PROBLEM TO SOLVE
Beginning at the line containing "-1606,8 +1606,10 @@" and continuing to the end of the records below, give each line again exactly as it stands, and only those lines.

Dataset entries
[Start of section]

PR #596, opened 2019-09-20
Fix missed mouse out to hide status window (2)

ponchofiesta:
This adds the conf check for hiding window on mouse leave and checks if a context menu or drop down list is opened.

### DIFF
--- a/Nagstamon/QUI/__init__.py
+++ b/Nagstamon/QUI/__init__.py
@@ -1606,8 +1606,10 @@ class StatusWindow(QWidget):
 
             # If the mouse cursor drives too fast over and out the window will not be hidden.
             # Thus we check again with this timer to catch missed mouse-outs.
-            if not conf.fullscreen and not conf.windowed:
-              self.periodically_check_window_under_mouse_and_hide()
+            if conf.close_details_hover \
+                    and not conf.fullscreen \
+                    and not conf.windowed:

[End of section]

RESPONSE
@@ -1606,8 +1606,10 @@ class StatusWindow(QWidget):
 
             # If the mouse cursor drives too fast over and out the window will not be hidden.
             # Thus we check again with this timer to catch missed mouse-outs.
-            if not conf.fullscreen and not conf.windowed:
-              self.periodically_check_window_under_mouse_and_hide()
+            if conf.close_details_hover \
+                    and not conf.fullscreen \
+                    and not conf.windowed:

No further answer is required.